I enjoy historical fiction because it takes me out of the present and puts me somewhere else. That’s not a bad idea when you consider today’s headlines. I usually learn something and, hopefully, I’ll get a good story in the bargain. Justine Saracen delivers on all counts with her latest, The Witch of Stalingrad. And may I say, that pulp magazine cover is brilliant.
WWII American photojournalist Alex Preston is on assignment in Russia in 1942, covering the effects of the German Blitzkrieg, including the efforts of a squadron of female Russian pilots. These “Night Witches” as the Germans call them, harangue the Nazi troops and generally make life miserable for their enemy. And Preston falls for the most successful pilot of all, Lilya Drachenko. They bond immediately, but can that bond survive POW life, imprisonment in Lubyanka, miserable conditions, and all the other hardships of life at the front? Well, this is a romance, after all. But, oh, the places Saracen takes you… And that cover is wonderful.
I had no idea these brave women existed, and I really loved seeing this world through Alex and Lilya’s eyes. Along the way, I learned not only that, but I also got to know quite a bit about airplanes and wartime flight procedures. Saracen has clearly done her homework, but she never lets the technical details overwhelm you.
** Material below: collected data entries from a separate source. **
PR #206, opened 2025-06-11
DISTINCT ON support within the OperationalQuery.

okanozeren:
- DISTINCT ON support within the OperationalQuery.

### DIFF
--- a/dsl/src/main/scala/com/crobox/clickhouse/dsl/OperationalQuery.scala
+++ b/dsl/src/main/scala/com/crobox/clickhouse/dsl/OperationalQuery.scala
@@ -23,8 +23,9 @@ trait OperationalQuery extends Query {
   }
 
   def distinctOn(distinctColumns: Column*)(columns: Column*): OperationalQuery = {
-    val distinctExpr = s"DISTINCT ON (${distinctColumns.map(_.name).mkString(", ")})"
-    val newSelect    = Some(SelectQuery(columns, distinctExpr))
+    val escapedColumns = distinctColumns.map(c => escapeIdentifier(c.name))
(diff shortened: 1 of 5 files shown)


dsl/src/main/scala/com/crobox/clickhouse/dsl/OperationalQuery.scala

She knows just when to throttle back, and you’ll not find an anachronism here. But all the research in the world won’t help if you don’t have good characters driving an interesting plot. One or the other usually winds up being sufficient, but Saracen delivers both here. The cover is also superb.
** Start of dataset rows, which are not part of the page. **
PR #292, opened 2026-05-26
Support expression columns in JOIN ON

toztemel:
## Summary

Allows `arrayJoin(...)` and other expression columns on either side of `JoinQuery.on`, and adds `leftCol` / `rightCol` to qualify same-named columns.

Previously the tokenizer prefixed each ON operand with `L<n>.` / `R<n>.` using `col.name`, which collapsed `ExpressionColumn` to `L1.NULL` (since `EmptyColumn.name = "NULL"`). The tokenizer now branches per kind: plain `TableColumn` keeps the auto-prefix, `ExpressionColumn` is emitted verbatim, and `JoinSideQualified` resolves to the current join's L/R alias (respecting custom from-aliases).

## API additions

- `leftCol[V](col: TableColumn[V])` / `rightCol[V](col: TableColumn[V])` in `package object dsl` — qualify a column with the LEFT/RIGHT side of the enclosing `JoinQuery.on`.
- `case class JoinSideQualified[V](side: JoinSide, inner: TableColumn[V]) extends TableColumn[V](inner.name)` — the type produced by `leftCol` / `rightCol`. Preserves `V` so it composes with magnets (e.g., `arrayJoin(leftCol(ref[Seq[String]](...)))`).
- `JoinSideQualified` is handled in `tokenizeColumn` and a new `tokenizeJoinSide` helper.
- `JoinCondition.apply(column: Column)` rejects `JoinSideQualified` (single-arg form would imply LEFT = LEFT or RIGHT = RIGHT — never user intent).
- `tokenizeJoinKeys`' USING branch rejects `JoinSideQualified` (only valid in ON).

### `arrayJoin` on the LEFT side of ON

```scala
select(dsl.all)
  .from(OneTestTable)
  .join(AllLeftJoin, TwoTestTable)
  .on((arrayJoin(leftCol(numbers)), "=", col2))
```

```sql
SELECT * FROM one_table AS L1
ALL LEFT JOIN (SELECT * FROM two_table) AS R1
ON arrayJoin(L1.numbers) = R1.column_2
```

### Same-named columns on both sides

```scala
select(dsl.all)
  .from(OneTestTable)
  .join(InnerJoin, TwoTestTable)
  .on((leftCol(itemId), "=", rightCol(itemId)))
```

```sql
SELECT * FROM one_table AS L1
INNER JOIN (SELECT * FROM two_table) AS R1
ON L1.item_id = R1.item_id
```

### Custom from-alias honoured by `leftCol`

```scala
select(dsl.all)
  .from(OneTestTable).as("ott_alias")
  .join(InnerJoin, TwoTestTable)
  .on((leftCol(itemId), "=", rightCol(itemId)))
```

```sql
SELECT * FROM one_table AS ott_alias
INNER JOIN (SELECT * FROM two_table) AS R1
ON ott_alias.item_id = R1.item_id
```

## Follow-ups

> [!WARNING]
> IT (`JoinExpressionOnIT`) is gated by `assumeMinimalClickhouseVersion(24)` and is canceled on the repo's default CH 23.8 image — `arrayJoin` in `JOIN ON` errors with `INVALID_JOIN_ON_EXPRESSION (Code 403)` on 23.8 but works on 24.8+ (verified manually). Bumping `CLICKHOUSE_VERSION` in `.docker/docker-compose.yml` requires resolving the 24+ `default` user password change, out of scope here.

> [!NOTE]
> Audit: all sibling tokenizers in `dsl/.../language/` pattern-match on specific function case classes and recurse via `tokenizeColumn(...)`, so `JoinSideQualified` flows through transparently. No other file needed changes.

## References

- https://clickhouse.com/docs/sql-reference/functions/array-join
- https://clickhouse.com/docs/sql-reference/statements/select/join

### DIFF
--- a/dsl/src/it/scala/com/crobox/clickhouse/dsl/JoinExpressionOnIT.scala
+++ b/dsl/src/it/scala/com/crobox/clickhouse/dsl/JoinExpressionOnIT.scala
@@ -1,0 +1,42 @@
+package com.crobox.clickhouse.dsl
+
+import com.crobox.clickhouse.DslITSpec
+import com.crobox.clickhouse.DslITSpec.IntResult
+import com.crobox.clickhouse.dsl.JoinQuery.{AllLeftJoin, InnerJoin}
+
+import java.util.UUID
+
+class JoinExpressionOnIT extends DslITSpec {
+
+  override val table1Entries: Seq[Table1Entry] = Seq(
+    Table1Entry(UUID.randomUUID(), numbers = Seq(1, 2, 3))
+  )
+  override val table2Entries: Seq[Table2Entry] = Seq(
+    Table2Entry(UUID.randomUUID(), "a", 1, "x", None),
+    Table2Entry(UUID.randomUUID(), "b", 3, "y", None)
+  )
+
+  // ClickHouse < 24 rejects `arrayJoin(...)` in `JOIN ON` with INVALID_JOIN_ON_EXPRESSION (Code 403).
+  it should "join with arrayJoin(leftCol(...)) on an expression LHS (INNER JOIN)" in {
+    assumeMinimalClickhouseVersion(24)
+    val query =
+      select(col2)
+        .from(OneTestTable)
+        .join(InnerJoin, TwoTestTable)
+        .on((arrayJoin(leftCol(numbers)), "=", col2))
+    val resultRows = queryExecutor.execute[IntResult](query).futureValue.rows
+    resultRows.length shouldBe 2
+  }
+
+  // ALL LEFT JOIN keeps unmatched arrayJoin'd left rows → 3 (matches 1 and 3, plus unmatched 2).
+  it should "join with arrayJoin(leftCol(...)) on an expression LHS (ALL LEFT JOIN)" in {
+    assumeMinimalClickhouseVersion(24)
+    val query =
+      select(col2)
+        .from(OneTestTable)
+        .join(AllLeftJoin, TwoTestTable)
+        .on((arrayJoin(leftCol(numbers)), "=", col2))
+    val resultRows = queryExecutor.execute[IntResult](query).futureValue.rows
+    resultRows.length shouldBe 3
+  }
+}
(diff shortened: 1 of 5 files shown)


toztemel:
## Equivalent SQL formulations

Three ways to express the same effect:

**1. Nested subquery (the current workaround this PR replaces):**

```sql
SELECT *
FROM (SELECT arrayJoin(numbers) AS n, * FROM one_table) AS L1
ALL LEFT JOIN (SELECT * FROM two_table) AS R1
  ON L1.n = R1.column_2
```

Unfold the array in an inner SELECT, expose the alias, then equi-join. Works on all ClickHouse versions but adds a subquery layer.

**2. `ARRAY JOIN` clause (FROM-level row expansion):**

```sql
SELECT *
FROM one_table AS L1
ARRAY JOIN L1.numbers AS n
ALL LEFT JOIN (SELECT * FROM two_table) AS R1
  ON n = R1.column_2
```

Unfolds the array in the FROM clause before the join. Most idiomatic for this pattern. This is the **`ARRAY JOIN` clause** (statement-level), not the `arrayJoin` function.

> **Not yet expressible in this DSL.**

**3. `arrayJoin` function in `ON` (this PR):**

```sql
SELECT *
FROM one_table AS L1
ALL LEFT JOIN (SELECT * FROM two_table) AS R1
  ON arrayJoin(L1.numbers) = R1.column_2
```

The most compact form. Requires CH 24+ (CH 23.8 rejects with `INVALID_JOIN_ON_EXPRESSION`).

All three produce the same row count for the IT fixture (`numbers=[1,2,3]` with matches on 1 and 3 → 3 rows for ALL LEFT JOIN, 2 rows for INNER JOIN).

toztemel:
Closing — the platform shipped catalogue groupBys via a nested-subquery shape (CRO-254) that works on current ClickHouse 23.8 through the existing DSL, so this fix no longer unblocks anything. Independently, `arrayJoin` in JOIN ON requires ClickHouse 24+ (`INVALID_JOIN_ON_EXPRESSION` on 23.8), so this would stay unusable until a CH bump regardless. Rationale and revisit conditions recorded on Linear CRO-255; the branch stays available if it's ever resurrected.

As a character, Alex Preston is a real corker. Of Russian ancestry herself, she moves effortlessly between the Americans, the Russian pilots, and her fellow journalists at the Metropole Hotel. Fully three-dimensional and fearless, she even asks favors of General Eisenhower to get what she wants. And what she wants is Lilya, who is just as strong as Alex but in other ways. Alex has some experience with love, but Lilya doesn’t. Neither one of them is prepared, however, for the depth of attraction they feel for each other. Their encounters are few but memorable, and Saracen does a wonderful job of creating those special moments that provide a respite from the routine deprivation of war. And the cover is something special.
The Witches of Stalingrad is a terrific read. historically rich with deep, interesting characters. Even if books about war aren’t your thing, this is worth a try. Oh, and did I mention the cover?